As transparently annoying as that strategy was, it was playing well with many conservatives — both those in the MAGA camp, who liked to watch Trump beat up the libs, and the genuine believers in the Constitution’s federalist principles.

But then, Monday morning, Trump upended things again, insisting that of course he had the kind of power he’d been saying for weeks belonged to the states. “For the purpose of creating conflict and confusion, some in the Fake News Media are saying that it is the Governors decision to open up the states, not that of the President…,” Trump tweeted. “Let it be fully understood that this is incorrect.... It is the decision of the President, and for many good reasons.”

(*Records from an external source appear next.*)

PR #650, opened 2025-10-03
Add id for PyGhidraDecompilationAnalyzer

rbs-afflitto:
- [] I have made or updated a changelog entry for the changes in this pull request.

`PyGhidraDecompilationAnalyzer` is not discovered automatically. Adding the `id` lets it be auto discovered.

**Link to Related Issue(s)**

N/A

- Add id for PyGhidraDecompilationAnalyzer

@rbs-jacob


rbs-jacob:
> I'll push a change to fix the test, and leave it to @rbs-jacob and @whyitfor if we should accept this PR, or close it and change the filtering logic to allow components with different names and IDs.

My vote is for "both." I think we should merge this PR that will improve functionality in the short-term. We should also get to the bottom of why the API server filters out components where the name and ID are not equal, so that we can either remove that filter or fix the underlying issue.

PR #652, opened 2025-10-05
Add --version, -V flag to ofrak cli

### LINKED ISSUE #643: Add an `ofrak --version` command.
**What is the use case for the feature?**

**Does the feature contain any proprietary information about another company's intellectual property?**

**How would you implement this feature?**

whyitfor:

Add --version, -V flag to OFRAK CLI.

**Link to Related Issue(s)**
Closes #643.

1. Add version command to ofrak cli so users can easily check the version.
2. Move the version file inside of ofrak package to support this, update scripts that process version number.

@rbs-jacob


ofrak_core/src/ofrak/version.py
```diff
@@ -0,0 +1 @@
+VERSION = "3.3.0"
```
rbs-jacob: What is the benefit of removing the ability to print the version if this is called directly?

ofrak_core/src/ofrak/cli/ofrak_cli.py
```diff
@@ -12,11 +12,13 @@
 
 from importlib_metadata import entry_points
 
+from ofrak import __version__
```
rbs-jacob: Totally fine to have set `__version__` for this module, but why import the dunder one instead of the original one?

ofrak_core/src/ofrak/version.py
whyitfor: It seems unnecessary and more precise to pass "VERSION" in rather than whatever this file prints.

ofrak_core/tests/unit/test_ofrak_cli.py
```diff
@@ -318,7 +318,7 @@ def test_version_flag(cli_commands, capsys):
     captured = capsys.readouterr()
     output = captured.out + captured.err
     assert "ofrak" in output.lower()
-    assert VERSION in output
+    assert importlib.metadata.version("ofrak") in output
```
rbs-jacob, line 321: Should we assert that the `importlib` version is present *and* that `VERSION` is present? We probably want to confirm that both are present, and that both are consistent with each other so we know it's pulling the version from the right place.

ofrak_core/src/ofrak/__init__.py
```diff
@@ -16,6 +16,3 @@
     ResourceFilterCondition,
     ResourceSort,
 )
-from ofrak.version import VERSION
-
-__version__ = VERSION
```
rbs-jacob, line 21: Why remove?

ofrak_core/src/ofrak/cli/ofrak_cli.py
```diff
@@ -237,4 +237,4 @@ def parse_and_run(self, args: Sequence[str]):
 
 
 def get_ofrak_version() -> str:
-    return f"ofrak version {__version__}"
+    return f"ofrak version {importlib.metadata.version('ofrak')}"
```
rbs-jacob, line 240: I know we don't officially support Python < 3.9, but I just wanted to point out that I think this won't be supported on those versions (though it might actually be < 3.8). For those versions we'd need to use `pkg_resources`.

ofrak_core/tests/unit/test_ofrak_cli.py
whyitfor: Not sure I understand this.

With this changeset, `VERSION` is no longer part of the ofrak package. This test essentially tests that:
- OFRAK CLI's --version command returns a version
- This version matches whatever `importlib.metadata.version("ofrak")` returns

This seems reasonable to me. What do you think is missing here?

ofrak_core/src/ofrak/cli/ofrak_cli.py
whyitfor: Since we don't support < 3.9, we need to provide backwards compatibility? A lot of other things won't work (we use dependencies that require >= 3.9, pypi packages won't install for anything < 3.9, etc.

rbs-jacob: Not necessarily something we need to address. I just wanted to point out that this is a breaking change for anyone trying to get this version of OFRAK to work on older Python. We don't support < 3.9 mainly because of dependencies not supporting it, but I don't recall any parts of OFRAK proper that need >= 3.9 until this. Feel free to resolve.

ofrak_core/tests/unit/test_ofrak_cli.py
rbs-jacob:
```suggestion
    assert importlib.metadata.version("ofrak") == VERSION
    assert VERSION in output
```

There is a world in which the wrong version of the package is installed. Importlib will get *some* version of OFRAK, and we make sure that's in the CLI output, but my point is that it's worth confirming for certain that it's the version we expect.

I admit it's not 100% necessary, but I also don't see a downside of adding the extra check. Unless for editable installs importlib lists a different version number than the one we'll be importing?

ofrak_core/src/ofrak/__init__.py
whyitfor: There seem to be two ways ppl get versions: defining `__version__` and importlib. Using the importlib approach, this is no longer needed, so I removed it.

ofrak_core/src/ofrak/cli/ofrak_cli.py
whyitfor: Ok, good note.

ofrak_core/tests/unit/test_ofrak_cli.py
whyitfor: Testing wheels is a good reason why checking VERSION doesn't make sense. That's an even stronger reason to leave the check as is!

The story of the Trump presidency has been one of a man making off-the-cuff decisions based on his instincts. He’s bragged about this being his method for years, but that doesn’t stop fans and foes alike from concocting grand theories of ingenious foresight or villainous plotting. Trumpism must be something more than one guess after another, they assume.

It isn’t.

Trump’s reversal on federalism makes no sense if you think Trumpism is a coherent ideological framework. It makes complete sense if you work from the assumption that Trump is guided by a craving for importance and an insatiable need to be the center of attention.

This is the true constant of the Trump administration. Trump stakes out a seemingly clear position, making it the party line for his followers on the right and the focus of derision across the left. But the moment a policy detracts from his gut-level needs, the policy is tossed. Because there is no Trumpism. There is only Trump.